Sunday, April 3

How to Tackle the Limits of Human Memory

I've been working on an autobiographical piece of writing lately, and of course, the limits of memory are a key barrier.  The piece is based on some of my experiences at age six, and an intriguing task I tried to help trigger the memory - many thanks to my OU course tutor for this one - was to draw a map of my childhood home.  As soon as I started sketching out the rooms, furniture etc, memories started flooding back.


This is what psychologists call using a cue to trigger a memory.  When memory is described, there tends to be a lot of emphasis on how memories are stored - where in the brain?  How much can be held?  How long for?  However, without successful retrieval, encoding and storage count for very little.
 
The problem is that retrieval of information from a busy, cluttered memory is not always easy.  The context in which we encode things can play a role in how easy it is to remember them, with items being harder to retrieve or recognize in an unfamiliar setting (most people have experienced this with faces, e.g. seeing a neighbour when abroad on holiday).  Similarly, even when we really should know a word or name, and we know that we know it, sometimes it doesn't quite come, at least not straight away.  The concept of something being on the 'tip of your tongue' goes across cultures and has been around for hundreds of years.

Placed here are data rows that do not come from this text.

Issue #355, opened 2026-07-26
jq/yq: uncaught evaluation error exits 0 instead of 5, and omits jq's position / (not a string) markers


newhoggy:
**Severity: High** — a failed query is indistinguishable from a successful one in a shell pipeline. Reproduced against the built CLI at `86e7eb16`.

An uncaught evaluation error prints a diagnostic to stderr and then **exits 0**. jq exits 5. Any script that relies on `set -e`, `&&`, or an explicit `$?` check treats a failed filter as success.

```
$ echo '{"x":1}' | sjq -c 'error("boom")'; echo "exit=$?"
jq: error: boom
exit=0                        # jq: exit=5

$ echo '{"x":1}' | sjq -c '1|.foo'; echo "exit=$?"
jq: error: expected object, got number
exit=0                        # jq: exit=5
```

The runner swallows the error into an empty result set rather than propagating a failure — `src/bin/succinctly/jq_runner.rs:1390` and `:1435`:

```rust
GenericResult::Error(e) => {
    eprintln!("jq: error: {e}");
    Ok(vec![])
}
```

`yq_runner.rs:348`/`:376` and `eval_generic.rs:341`/`:424` have the same shape, so `succinctly yq` exits 0 on a failed query too.

The diagnostic text also diverges. jq reports the input position and flags a non-string payload:

```
jq: error (at <stdin>:1): boom
jq: error (at <stdin>:1) (not a string): {"a":1}
```

against succinctly's `jq: error: boom` / `jq: error: {"a":1}`. The `(not a string)` marker became reachable with #158, which gave `EvalError` a payload — the raised value is now available at the print site, so distinguishing a string payload from a structured one no longer needs new plumbing.

**Fix:** propagate the error as a failure from the runner rather than `Ok(vec![])`, and exit 5 to match jq. Emit `(at <file>:<line>)` and the `(not a string)` marker from `EvalError`'s new `value` field while at the print site.

**Watch out:** several existing CLI tests assert exit 0 on paths that raise eval errors, and `-e/--exit-status` already has its own exit-code semantics (#178) that must not be conflated with this one — jq's 5 is for *errors*, `-e`'s 1 is for a false/null *result*.

**Scope note:** this was deliberately left out of #158, which fixed the caught path only. Filing it so the divergence is tracked rather than implied.

---
_Identified while fixing #158 and explicitly scoped out of it; present at `86e7eb16`._

PR #1811, opened 2026-08-29
fix(jq): raise on a #1194 structurally malformed key everywhere, not just via keys

### LINKED ISSUE #1679: jq/yq: a #1194 structurally malformed key silently vanishes via keys_unsorted/materialize but raises via keys
**Severity: Low-Medium** — reachable via the shipped `sjq`/`syq` CLIs (unlike #1678), but only
for the narrow #1194 shape (a key the format's grammar never allowed at all, e.g. a bare
non-string JSON key `{123: 1}`), not the far more common #1247/#1642 undecodable-key shape,
which this branch already fixed everywhere.

## Summary

Found while reviewing/fixing #1642, which closed the "same document, different answer"
inconsistency for a key whose bytes won't *decode* (#1247's fault). That fix left a
structurally-analogous, pre-existing gap open on the adjacent #1194 axis: a key the format's
grammar never allowed at all still raises on some routes and silently vanishes on others.

`keys()` (`src/jq/document.rs`), `effective_keys`, `to_owned_at_depth`,
`to_owned_cursor_at_depth`, `to_owned_with_comments_at_depth`, and the `ToEntries` builtin
(`src/jq/eval_generic.rs`) all do:

```rust
let Some(key) = key_display_string(&field.key) else {
    return Err(f.malformed_member_error());
};
```

`key_display_string` returns `None` exactly for a #1194 key (see its doc comment), so all of
these correctly raise.

But `lazy_keys_array_to_owned` and `cursor_to_owned_at_depth` (`src/jq/lazy.rs`), and
`stream_lazy_keys_json`/`stream_lazy_keys_yaml` (`src/jq/stream.rs`), instead do:

```rust
if let Some(key) = key_display_string(&field.key) {
    // push / write
}
```

with no `else` — a `None` (the #1194 case) just silently drops the field, no error. This
predates #1642 (the old code had the identical asymmetry via `field.key_str()`/`if let
StandardJson::String(k) = key`), so #1642 didn't introduce it — but its "one document, many
answers" framing makes this easy to mistake as already closed, since it's exactly that bug
class, just on the #1194 axis instead of #1247's.

## Repro

```console
$ echo '{123:1,"a":1}' | sjq -c 'keys'           # raises (correct)
$ echo '{123:1,"a":1}' | sjq -c 'keys_unsorted'  # ["a"]   <- silently one entry short, exit 0
$ echo '{123:1,"a":1}' | sjq -c 'length'         # 2
```

`keys` and `length`/`keys_unsorted` disagree with each other on the same document, depending
on which builtin is asked — the same failure mode #1642's own issue description named.

## Suggested direction

Not attempted; same two-way choice #1642 itself faced (raise everywhere vs. skip/preserve
everywhere), and picking "raise everywhere" here is more invasive than #1642's fix was:
`stream_lazy_keys_json`/`stream_lazy_keys_yaml` write through a `core::fmt::Write`-style
signature with no error channel today, the same constraint that made #1247's original
design doc (`docs/plan/decode-failure-routing.md`) split out and defer the *value*-side
streaming fix as its own stage rather than attempt it inline. `lazy_keys_array_to_owned`'s
signature already returns `Result`, so that one site at least is a smaller lift.

## Related

- #1642 — the review that found this; fixed the #1247/#1642 axis of the same class of bug,
  left this #1194 axis open.
- #1194 — the original structural-key issue this asymmetry belongs to.
- #1247 — established the `EvalError`-raising convention the fixed call sites already use.

newhoggy:
Fixes #1679.

`key_display_string` correctly returns `None` for a key the format's grammar
never allowed at all (a #1194-shaped key, e.g. a bare numeric JSON key), and
most call sites already raise `malformed_member_error()` on that `None` — but
four did not, silently dropping the field instead:

- `lazy_keys_array_to_owned` / `cursor_to_owned_at_depth` (`src/jq/lazy.rs`)
- `stream_lazy_keys_json` / `stream_lazy_keys_yaml` (`src/jq/stream.rs`)

```console
$ echo '{123:1,"a":1}' | sjq -c 'keys'           # raises (correct)
$ echo '{123:1,"a":1}' | sjq -c 'keys_unsorted'  # ["a"]   <- one entry short, exit 0
$ echo '{123:1,"a":1}' | sjq -c 'length'         # 2
```

`keys`/`keys_unsorted`/`length` disagreed with each other on the same
document — the same "one document, many answers" failure mode #1642 fixed on
the adjacent decode-failure axis, left open here on the #1194 (structural)
axis.

## Fix

- `lazy_keys_array_to_owned` and `cursor_to_owned_at_depth` now mirror
  `effective_keys`/`eval_generic::to_owned_at_depth`'s already-correct shape
  exactly: raise mid-loop on a non-stringifiable key, and check
  `DistinctKeyCursors::ended_unpaired()` after the loop for the other #1194
  shape (a trailing key with no paired value — the walk never even yields
  it, so a mid-loop check alone can't see it).
- The two `stream.rs` writers only have a `core::fmt::Result` channel
  (`core::fmt::Error` carries no message), so changing their return type
  would ripple into their callers' own `Result<StreamStats, fmt::Error>`
  signatures. Instead they take an `&mut Option<EvalError>` out-parameter and
  stop writing further keys on a #1194 key, mirroring the `Partial`/
  `owned_or_stream_error` idiom their sibling `sorted: true` branch already
  uses: whatever was already written to `out` stays written, and the failure
  travels back out-of-band via `StreamStats::error` instead of as a value on
  `out` (#355).

## Testing

- New unit tests directly exercising all 4 fixed functions, both #1194
  shapes (non-string key, unpaired trailing child) each.
- A streaming-path test (`test_stream_unsorted_lazy_keys_arm_raises_on_malformed_key_1679`)
  exercising the actual `GenericResult::stream_json`/`stream_yaml` call sites,
  the sibling of the pre-existing `sorted: true` test for the same shape.
- Verified live: reverting `lazy_keys_array_to_owned`'s fix reproduces the
  exact silent-drop bug (`Array(["b"])`/`Array([])` instead of raising) that
  the new test catches.
- Confirmed against the pinned `/usr/bin/jq` oracle: real jq rejects this
  input outright at parse time for every filter (`keys`/`keys_unsorted`/
  `length` all exit 5, same message) — this fix makes succinctly's own
  evaluation-time check consistent across all four call sites, matching the
  outcome even though succinctly's semi-index defers the check to
  evaluation (already-documented architectural difference, ADR/semi-indexing
  docs).
- Full local suite green (2977+ lib tests + all integration suites, 0
  failures). Patch coverage 97.46% (230/236); the 6 remaining lines are
  confirmed non-issues: one is the well-documented multi-line-call
  llvm-cov attribution artifact (raw lcov shows the call executed 15 times;
  only its closing-paren line reads 0), the other 5 are trivial `panic!`
  fallback arms inside test-only `match`/`let-else` statements.

### DIFF
--- a/src/jq/eval_generic.rs
+++ b/src/jq/eval_generic.rs
@@ -14234,6 +14234,40 @@ mod tests {
         assert_eq!(out, "");
     }
 
+    /// #1679: the `sorted: false` sibling of the test above -- the genuinely
+    /// lazy path (`stream_lazy_keys_json`/`stream_lazy_keys_yaml`, #685)
+    /// used to silently skip a #1194 key instead of raising, disagreeing
+    /// with `keys`'s `sorted: true` arm on the very same document. Both
+    /// output formats must now report the failure via `stats.error` too,
+    /// keeping whatever prefix (nothing, here, since the malformed key is
+    /// the only one) was already written.
+    #[test]
+    fn test_stream_unsorted_lazy_keys_arm_raises_on_malformed_key_1679() {
+        let json: &[u8] = b"{123: 1}";
+
+        let index = JsonIndex::build(json);
+        let cursor = index.root(json);
+        let result = eval_with_cursor(&crate::jq::parse("keys_unsorted").unwrap(), cursor);
+        assert!(matches!(
+            result,
+            GenericResult::LazyKeys { sorted: false, .. }
+        ));
+
+        let mut out = String::new();
+        let stats = result
+            .stream_json(&mut out, IndentSpec::COMPACT, false, |_| Ok(()))
+            .unwrap();
+        assert!(stats.error.is_some());
+        assert_eq!(out, "[]");
+
+        let mut out = String::new();
+        let stats = result
+            .stream_yaml(&mut out, IndentSpec::spaces(2), false, |_| Ok(()))
+            .unwrap();
+        assert!(stats.error.is_some());
+        assert_eq!(out, "");
+    }
+
     /// `GenericResult::materialize_lazy`'s `LazyKeys` arm `Err` side:
     /// reached whenever a `LazyKeys` result is materialized by a consumer
     /// other than `stream_json`/`stream_yaml`/`fold_lazy_keys_stage` (which
--- a/src/jq/eval_generic.rs
+++ b/src/jq/eval_generic.rs
@@ -2324,7 +2324,24 @@ impl<V: DocumentValue> GenericResult<V> {
                     // `Builtin::KeysUnsorted`. `sort_keys` (`-S`) is a no-op
                     // here: this is a flat array of key names, not a
                     // mapping, so there's nothing for `-S` to reorder.
-                    crate::jq::stream::stream_lazy_keys_json(fields, *collapse, out, indent)?;
+                    //
+                    // #1679: a #1194 key stops the writer mid-stream rather
+                    // than silently dropping it; whatever keys already
+                    // reached `out` stay written (same `Partial` idiom as
+                    // `owned_or_stream_error` above), and the failure
+                    // travels back via `stats.error` instead.
+                    let mut malformed_key = None;
+                    crate::jq::stream::stream_lazy_keys_json(
+                        fields,
+                        *collapse,
+                        out,
+                        indent,
+                        &mut malformed_key,
+                    )?;
+                    if let Some(e) = malformed_key {
+                        stats.error = Some(stream_error(&e));
+                        return Ok(stats);
+                    }
                 }
                 on_value(out)?;
                 stats.count = 1;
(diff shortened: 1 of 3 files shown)


newhoggy:
Code review found a 5th call site with the same bug shape: \`write_json_at_depth\`'s \`LazyKeysArray\` arm (\`src/jq/lazy.rs\`) — this PR's own "everywhere" claim didn't fully hold. It wrote a non-string key's raw source bytes verbatim, assuming they're always an already-quoted JSON string token; for a #1194 key that's false, so \`{123:1}\` produced the invalid JSON \`[123]\` instead of raising, and \`{invalid}\` silently closed the array early. Fixed in \`0eb9107ec\`, mirroring the existing \`JqValue::Cursor\` arm's precedent one match arm up (\`cursor_to_owned(c).map_err(|_| core::fmt::Error)?\`) since \`write_json\` has no error channel richer than \`core::fmt::Error\`. Verified live via revert (reproduces \`[123,"b"]\`).

Patch coverage note: the defensive \`None\` fallback inside that same arm (raw_bytes() returning \`None\` for a string-token key) is genuinely untestable — the JSON semi-index always gives a string token a text range, so this fallback predates this PR and was already unreachable in practice (its own comment says so). Left uncovered per that existing convention. The 4 other uncovered lines llvm-cov reports are the closing-brace-after-`return`/trivial-match-arm attribution artifacts already documented elsewhere in this repo's coverage notes — confirmed via raw lcov DA: hit counts, not just assumed.

Full local verification (build/clippy/no_std/full test suite) re-run clean after this fix; patch coverage 95.65% overall with the above gaps accounted for.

It is relatively easy to invoke the tip of the tongue (TOT) phenomenon - giving a person a list of 10 definitions of rare words will usually bring about the experience at least once.  Brown & McNeill (1966) researched the phenomenon, stating that a participant "would appear to be in mild torment, something like on the brink of a sneeze, and if he found the word his relief was considerable".  The researchers also found that giving a cue such as the first letter of a word was often enough to 'trigger' the memory.  TOT is thought to occur roughly twice a week in most adults (Schacter, 2001) - though perhaps more for writers!

I was relatively lucky in retrieving my childhood memories - I moved house at age six, so I can be sure that memories dredged up using the house map technique as a cue are uncontaminated by later experiences.  Still, I think that it could probably be put to use in other contexts too - a friend's house, a school classroom etc.

Brown, R., & McNeill, D. (1966). The "tip-of-the-tongue" phenomenon. Journal of Verbal Learning and Verbal Behavior, 5, 325-337.
Schacter, D. L. (2001). The Seven Sins of Memory: How the Mind Forgets and Remembers. Boston: Houghton Mifflin.

1 comment:

  1. I have come across good pen-and-paper demos of the context specificity effect, but if anyone know of an online version, please let me know.